Fourier’s method of measuring the spectral content of speech sounds is especially appropriate for sounds with a stationary part, such as fricatives, vowels (monophthongs) and nasal consonants, but is less appropriate for speech sounds whose characteristics involve crucial dynamic changes, such as plosives, diphthongs, and trills. For those, the technique has to be extended to include change in time, as is done in the spectrogram.

 

6. The spectrogram

The spectrogram is the workhorse of speech visualization. It is employed with equal enthusiasm in textbooks (e.g. Ladefoged & Disner 2012) and handbooks (e.g. Maddieson & Ladefoged 1996). The spectrogram shows the frequency contents of a sound as a function of time, and thereby follows the capabilities of the basilar membrane in the inner ear, which also divides up the sound into its frequency components at every point in time.

 

6.1 How a spectrogram is computed

Spectrograms are computed in a way that combines elements from pitch analysis techniques (section 3.1) with elements of spectral analysis techniques (section 5.1).

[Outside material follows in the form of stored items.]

PR #101, opened 2016-12-01
Make Tracer#isRPCServer robust

vprithvi:
- Instead of comparing that the specific Tags.SPAN_KIND_SERVER object
  is used, simply check whether the field contains "server"

### DIFF
--- a/jaeger-core/src/main/java/com/uber/jaeger/Tracer.java
+++ b/jaeger-core/src/main/java/com/uber/jaeger/Tracer.java
@@ -158,7 +158,8 @@ public class Tracer implements io.opentracing.Tracer {
     sampler.close();
   }
 
-  private class SpanBuilder implements io.opentracing.Tracer.SpanBuilder {
+  //Visible for testing
+  class SpanBuilder implements io.opentracing.Tracer.SpanBuilder {
 
     private String operationName = null;
     private long startTimeMicroseconds;
@@ -259,7 +260,8 @@ public class Tracer implements io.opentracing.Tracer {
           null);
     }
 
-    private boolean isRPCServer() {
+    //Visible for testing
+    boolean isRPCServer() {
       return Tags.SPAN_KIND_SERVER.equals(tags.get(Tags.SPAN_KIND.getKey()));
     }
 
--- a/jaeger-core/src/main/java/com/uber/jaeger/Tracer.java
+++ b/jaeger-core/src/main/java/com/uber/jaeger/Tracer.java
@@ -260,7 +260,7 @@ public class Tracer implements io.opentracing.Tracer {
     }
 
     private boolean isRPCServer() {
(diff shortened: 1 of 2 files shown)


vprithvi:
@yurishkuro done

jaeger-core/src/test/java/com/uber/jaeger/TracerTest.java
```diff
@@ -136,6 +138,22 @@ public void testServiceNameNotEmptyNull() {
...
+    Tracer.SpanBuilder spanBuilder = (Tracer.SpanBuilder) tracer.buildSpan("ndnd");
+    spanBuilder.withTag(Tags.SPAN_KIND.getKey(), "server");
+
+    assertTrue(spanBuilder.isRPCServer());
+  }
+
+  @Test
+  public void testBuilderIsNotServerRPC() {
+    Tracer.SpanBuilder spanBuilder = (Tracer.SpanBuilder) tracer.buildSpan("Lrrr");
+    spanBuilder.withTag(Tags.SPAN_KIND.getKey(), "peachy");
```
adriancole: well good to know some people's servers are peachy.. wait.. I guess they aren't servers if they are peachy? :)

vprithvi: peachy spans make not a peachy server!

jaeger-core/src/main/java/com/uber/jaeger/Tracer.java
```diff
@@ -158,7 +158,8 @@ public void close() {
     sampler.close();
   }
 
-  private class SpanBuilder implements io.opentracing.Tracer.SpanBuilder {
+  //Visible for testing
```
yurishkuro: why can't we test this via methods on the resulting Span?

jaeger-core/src/main/java/com/uber/jaeger/Tracer.java
```diff
@@ -259,8 +260,9 @@ private SpanContext createChildContext() {
           null);
     }
 
-    private boolean isRPCServer() {
-      return tags.get(Tags.SPAN_KIND.getKey()) == Tags.SPAN_KIND_SERVER;
+    //Visible for testing
```
yurishkuro: why can't we test this via methods on the resulting Span?

jaeger-core/src/main/java/com/uber/jaeger/Tracer.java
vprithvi: Because it is no longer a unit test. `SpanBuilder#isRPCServer` is implemented in `SpanBuilder` and not in `Span`. 

`Span` has it's own separate implementation of when it's representing an rpc or client span. I feel that we should document and refactor these classes at some point.

PR #102, opened 2016-12-01
Fix client/server span classification

vprithvi:
The `Span` object has custom logic to set `Span#isRpc` and `Span#isClient` based
on the tags passed into `Span#setTag`.
Creating a `Span` using `SpanBuilder` bypasses this logic causing `Span#isRPC` to be
false. This causes ThriftSpanConverter to use `lc` annotations instead of `sr/ss`

This commit sanitizes input from `SpanBuilder` so that setting tags on the
`SpanBuilder` results in the same behavior as setting a tag on the `Span`.

### DIFF
--- a/jaeger-core/src/main/java/com/uber/jaeger/Span.java
+++ b/jaeger-core/src/main/java/com/uber/jaeger/Span.java
@@ -75,7 +75,9 @@ public class Span implements io.opentracing.Span {
   }
 
   public long getDuration() {
-    return durationMicroseconds;
+    synchronized (this) {
+      return durationMicroseconds;
+    }
   }
 
   public Tracer getTracer() {
--- a/jaeger-core/src/main/java/com/uber/jaeger/Span.java
+++ b/jaeger-core/src/main/java/com/uber/jaeger/Span.java
@@ -185,17 +185,17 @@ public class Span implements io.opentracing.Span {
   }
 
   @Override
-  public Span setTag(String key, String value) {
+  public synchronized Span setTag(String key, String value) {
     return setTagAsObject(key, value);
   }
 
   @Override
-  public Span setTag(String key, boolean value) {
+  public synchronized Span setTag(String key, boolean value) {
     return setTagAsObject(key, value);
   }
 
   @Override
-  public Span setTag(String key, Number value) {
+  public synchronized Span setTag(String key, Number value) {
     return setTagAsObject(key, value);
   }
 
@@ -241,7 +241,6 @@ public class Span implements io.opentracing.Span {
    * See {@link #handleSpecialTag(String, Object)}
    */
   private Span setTagAsObject(String key, Object value) {
-    synchronized (this) {
       if (key.equals(Tags.SAMPLING_PRIORITY.getKey()) && (value instanceof Number)) {
         int priority = ((Number) value).intValue();
         byte newFlags;
@@ -259,7 +258,6 @@ public class Span implements io.opentracing.Span {
           tags.put(key, value);
         }
       }
-    }
 
     return this;
   }
--- a/jaeger-core/src/main/java/com/uber/jaeger/Span.java
+++ b/jaeger-core/src/main/java/com/uber/jaeger/Span.java
@@ -59,7 +59,7 @@ public class Span implements io.opentracing.Span {
     this.startTimeMicroseconds = startTimeMicroseconds;
     this.startTimeNanoTicks = startTimeNanoTicks;
     this.computeDurationViaNanoTicks = computeDurationViaNanoTicks;
-    this.tags = tags;
+    sanitizeAndSetTags(tags);
   }
 
   public String getLocalComponent() {
@@ -199,6 +199,10 @@ public class Span implements io.opentracing.Span {
     return setTagAsObject(key, value);
   }
 
+  /**
+   * Sets various fields on the {@link Span} when certain {@link Tags} are encountered
+   * @return true iff a special tag is handled
+   */
   private boolean handleSpecialTag(String key, Object value) {
     // TODO use a map of handlers for special tags, instead of if/then
     if (key.equals(Tags.COMPONENT.getKey()) && value instanceof String) {
@@ -231,6 +235,11 @@ public class Span implements io.opentracing.Span {
     return false;
   }
 
+  /**
+   * Set a key:value tag on a span ONLY when the tag isn't special.
+   *
+   * See {@link #handleSpecialTag(String, Object)}
+   */
   private Span setTagAsObject(String key, Object value) {
     synchronized (this) {
       if (key.equals(Tags.SAMPLING_PRIORITY.getKey()) && (value instanceof Number)) {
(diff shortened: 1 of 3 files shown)


jaeger-core/src/test/java/com/uber/jaeger/TracerTest.java
```diff
@@ -66,6 +68,26 @@ public void testBuildSpan() {
   }
 
   @Test
+  public void testBuildServerSpan() {
+    Span span = (com.uber.jaeger.Span) tracer.buildSpan("flexo")
+                                             .withTag(Tags.SPAN_KIND.getKey(),
+                                                      Tags.SPAN_KIND_SERVER).start();
```
yurishkuro: odd formatting

jaeger-core/src/main/java/com/uber/jaeger/Span.java
```diff
@@ -259,6 +264,16 @@ private Span setTagAsObject(String key, Object value) {
     return this;
   }
 
+  /**
+   * uses {@link #setTagAsObject} to only insert tags that don't have special significance
+   */
+  private void sanitizeAndSetTags(Map<String, Object> tags) {
+    this.tags = new HashMap<>();
+    for (Map.Entry<String, Object> tag : tags.entrySet()) {
+      setTagAsObject(tag.getKey(), tag.getValue());
```
badiib: a little worried about performance here - setTagAsObject locks every time. if sanitizeAndSetTags is only called in the constructor, I don't think we need to worry about syncing.

jaeger-core/src/test/java/com/uber/jaeger/TracerTest.java
```diff
@@ -66,6 +68,26 @@ public void testBuildSpan() {
...
+
+    assertTrue(span.isRPC());
+    assertFalse(span.isRPCClient());
+  }
+
+  @Test
+  public void testBuildClientSpan() {
```
yurishkuro: this test seems identical to the one above

jaeger-core/src/main/java/com/uber/jaeger/Span.java
```diff
@@ -259,6 +264,16 @@ private Span setTagAsObject(String key, Object value) {
     return this;
   }
 
+  /**
+   * uses {@link #setTagAsObject} to only insert tags that don't have special significance
+   */
+  private void sanitizeAndSetTags(Map<String, Object> tags) {
```
yurishkuro: "sanitize" implies validation and potentially discarding or replacing tags, we do not do that here.

jaeger-core/src/main/java/com/uber/jaeger/Span.java
vprithvi: This is only called in the constructor

jaeger-core/src/test/java/com/uber/jaeger/TracerTest.java
vprithvi: Good catch, I'll update

jaeger-core/src/main/java/com/uber/jaeger/Span.java
vprithvi: That incorrect, we check and discard tags. 
For e.g., one can never set a `span.kind:server` on the `Span` object. It is always discarded after setting the `isRPC` field to true. Other tags that are discarded are PEER_PORT, PEER_HOST, PEER_SERVICE, etc.

jaeger-core/src/test/java/com/uber/jaeger/TracerTest.java
vprithvi: Will update

jaeger-core/src/main/java/com/uber/jaeger/Span.java
vprithvi: Agree, updated.

jaeger-core/src/main/java/com/uber/jaeger/Span.java
yurishkuro: > one can never set a span.kind:server on the Span object. It is always discarded after setting the isRPC field to true.

This method is called from the constructor, so "after" is not applicable. And we do not discard any tags; they may not be stored as tags explicitly, but they are certainly "stored" one way or another. Nothing is being "sanitized" here.

I would just inline this code in the constructor, since it's never reused.

jaeger-core/src/test/java/com/uber/jaeger/TracerTest.java
```diff
@@ -66,6 +68,26 @@ public void testBuildSpan() {
   }
 
   @Test
+  public void testBuildServerSpan() {
+    Span span = (com.uber.jaeger.Span) tracer.buildSpan("flexo")
+                                             .withTag(Tags.SPAN_KIND.getKey(), Tags.SPAN_KIND_SERVER)
```
yurishkuro: can you put `tracer.buildSpan("flexo")` on the 2nd line to avoid the insane indenting by the formatter? Or at least put `.buildSpan()` on the second line.

jaeger-core/src/main/java/com/uber/jaeger/Span.java
yurishkuro: Also, once we upgrade this to jaeger.thrift, all this special handling goes away.

vprithvi: >And we do not discard any tags; they may not be stored as tags explicitly, but they are certainly "stored" one way or another. Nothing is being "sanitized" here.

I agree that the data contained in the tags are stored one way or the other. 
The tags themselves are discarded and cannot be retrieved by `Span#getTags`. Generally, if something is not discarded, I expect something set using the setter to be retrievable using a getter. 

In the class, setting tags using `#setTag` does not follow this behavior. 

At any rate, I don't see the point of arguing about semantics here. I'll inline this code.

vprithvi: >And we do not discard any tags; they may not be stored as tags explicitly, but they are certainly "stored" one way or another. Nothing is being "sanitized" here.

I agree that the data contained in the tags are stored one way or the other. 
The tags themselves are discarded and cannot be retrieved by `Span#getTags`. Generally, if something is not discarded, I expect something set using the setter to be retrievable using a getter. 

In the class, setting tags using `#setTag` does not follow this behavior. 

At any rate, I don't see the point of arguing about semantics here. I'll inline this code.

jaeger-core/src/test/java/com/uber/jaeger/TracerTest.java
vprithvi: This is what it looks like on my IDE, I think it is reasonable indenting. Putting `.buildSpan` on the next line would simply move the block to the left by a few characters. Could you elaborate on why the current indenting is insane? Perhaps github is rendering things differently?
image

vprithvi:
Accidentally staged more hunks than I meant to, undoing.

PR #103, opened 2016-12-05
Define json models for SamplingStrategyResponse and use them

vprithvi:
- Use our own json models instead of depending on thrift generated classes.
  This will help up when we move to manual thrift generation
- Use Google's gson instead of jackson-databind
- Add tests for HttpSamplingManager

### DIFF
--- a/build.gradle
+++ b/build.gradle
@@ -14,7 +14,6 @@ ext.guavaVersion = '18.0'
 ext.apacheThriftVersion = '0.9.2'
 ext.jerseyVersion = '2.22.2'
 ext.slf4jVersion = '1.7.16'
-ext.jacksonVersion = '2.7.4'
 ext.apacheHttpComponentsVersion = '4.1.2'
 ext.gsonVersion = '2.8.0'
 
--- a/build.gradle
+++ b/build.gradle
@@ -16,6 +16,7 @@ ext.jerseyVersion = '2.22.2'
 ext.slf4jVersion = '1.7.16'
 ext.jacksonVersion = '2.7.4'
 ext.apacheHttpComponentsVersion = '4.1.2'
+ext.gsonVersion = '2.8.0'
 
 ext.junitVersion = '4.12'
 ext.mockitoVersion = '2.0.2-beta'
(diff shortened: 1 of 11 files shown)


jaeger-core/src/main/java/com/uber/jaeger/samplers/http/ProbabilisticSamplingStrategy.java
```diff
@@ -0,0 +1,29 @@
...
+ * IMPLIED, INCLUDING BUT NOT LIMITED TO THE WARRANTIES OF MERCHANTABILITY,
+ * FITNESS FOR A PARTICULAR PURPOSE AND NONINFRINGEMENT. IN NO EVENT SHALL THE
+ * AUTHORS OR COPYRIGHT HOLDERS BE LIABLE FOR ANY CLAIM, DAMAGES OR OTHER
+ * LIABILITY, WHETHER IN AN ACTION OF CONTRACT, TORT OR OTHERWISE, ARISING FROM,
+ * OUT OF OR IN CONNECTION WITH THE SOFTWARE OR THE USE OR OTHER DEALINGS IN
+ * THE SOFTWARE.
+ */
+package com.uber.jaeger.samplers.http;
+
+import lombok.Value;
```
vprithvi: @Value automatically sets the class to final, and fields to be private final
See https://projectlombok.org/features/Value.html

black-adder:
LGTM although I'm not a fan of "samplers/http/" as a directory name for json models.

build.gradle
```diff
@@ -16,6 +16,7 @@ ext.jerseyVersion = '2.22.2'
 ext.slf4jVersion = '1.7.16'
 ext.jacksonVersion = '2.7.4'
```
yurishkuro: do we still need this then?

vprithvi: Yes, it's used by crossdock

yurishkuro: if *only* by crossdock, let's move it there, so it's less confusing at the top level.

vprithvi: Yeah, it seems crossdock has it's own version. It's also in use by jaeger-jaxrs2, but it seems that it's unused. 
I deleted it.

yurishkuro:
LGTM

PR #109, opened 2016-12-13
Support per operation Sampling

vprithvi:
- Add a PerOperationSampler that maintains a sampling probability for every operation


vprithvi:
I thought we agreed that dependent PRs were painful.

Are you recommending that I rebase some of the initial commits (Adding sampling tags) to a different branch, create a PR and wait for it to be approved, and then move the remaining commits over?

yurishkuro:
They are not as painful as expecting a quality review from 600+ lines diff.
Yes, create another branch that only has sampling tags change, and make a PR for it. It should get approved a lot quicker than the change with the actual adaptive logic.

vprithvi:
sgtm, will do

PR #110, opened 2016-12-13
Flatten directories for coveralls

vprithvi:
Coveralls might require directories to be flattened to generate accurate coverage reports.


vprithvi:
whoa @coveralls...
Still seems to be broken in that https://coveralls.io/builds/9267814 shows 465 source files but only lists 3...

As with pitch analysis (section 3.1), there is the problem that a spectrum cannot be computed for a single moment in time. Instead, we have to suppose that the spectral characteristics of the sound stay constant for at least, say, 5 milliseconds. We can then cut up the sound in 5-millisecond slices and determine the spectrum of each of these slices separately. This is what is done in the following sections.

 

6.2 What the spectrogram of a vowel looks like

Figure 15 shows a spectrogram of the vowels [a], [i] and [u]. Time runs from left to right and frequency runs from bottom to top. The vertical stripes that we see are not the slices of section 5.1 (in good spectrographic visualizations, those are smoothed away), but the separate vocal fold vibrations. The dark horizontal bands are the formants; the harmonics of F0 cannot be seen, because 5 milliseconds is so short that such spectral detail is smeared out (that is why a spectrogram with such a short analysis window of 5 ms is called a broadband spectrogram).

 

Fig. 15. Spectrogram of the vowels [a], [i] and [u].

For adult speakers, vowels can be inspected best if the visible frequency range of the spectrogram runs from 0 to 5000 Hz, because that is where the main vowel-dependent formant frequencies are. In the spectrogram of Fig. 15, the strongest frequencies are drawn in black, and the white parts of the figure depict frequencies whose strengths are 50 dB (a factor of 100,000 in power) or more below the strongest frequency in the figure; strengths in between these extremes are drawn as appropriate shades of grey. In spectrograms like these, higher frequencies are “emphasized” by 6 dB per octave with respect to lower frequencies, in order to replicate approximately how the basilar membrane integrates the power in different frequency bands; without such a “pre-emphasis”, more of the upper part of the figure would have been white.

Figure 15 shows steady vowels as well as the transitions between them. The steady state of the vowel [a] is visible between 0 and 1 seconds: its first formant (F1) is given by the dark band at 700 Hz, its second formant (F2) by the band at 1400 Hz, its third formant (F3) by the band at 2600 Hz, and its fourth formant (F4) by the band at 3800 Hz. The steady state of [i] lies between 3 and 4 seconds; its F1 is seen as a strong band at 300 Hz, its F2 as a weaker band at 2300 Hz, and its F3 and F4 together form a band at 3100 Hz. How this state of affairs comes about is betrayed by the transition between 1 and 3 seconds: we see F2 rise and F3 fall, until they fall together at 2 seconds; after this, the original F2 (now by definition called F3) continues to rise above the original F3 (now by definition called F2), until it hits F4 just before 3 seconds. This crossing is repeated at the end of [i]: at 4 seconds F3 starts to fall, and it crosses F2 at 4.5 seconds (2300 Hz), thereby becoming the new F2 by definition. F2 continues to fall until it reaches 700 Hz at 6.5 seconds, whether the steady state of [u] starts. The resonance that falls from 3100 to 700 Hz corresponds to the size of the cavity in front of the oral constriction: this cavity is small for [i], which has a pre-palatal constriction, and large for [u], which has a velar constriction. For details on how formant values relate to cavities, see Fant (1960) and Stevens (1998).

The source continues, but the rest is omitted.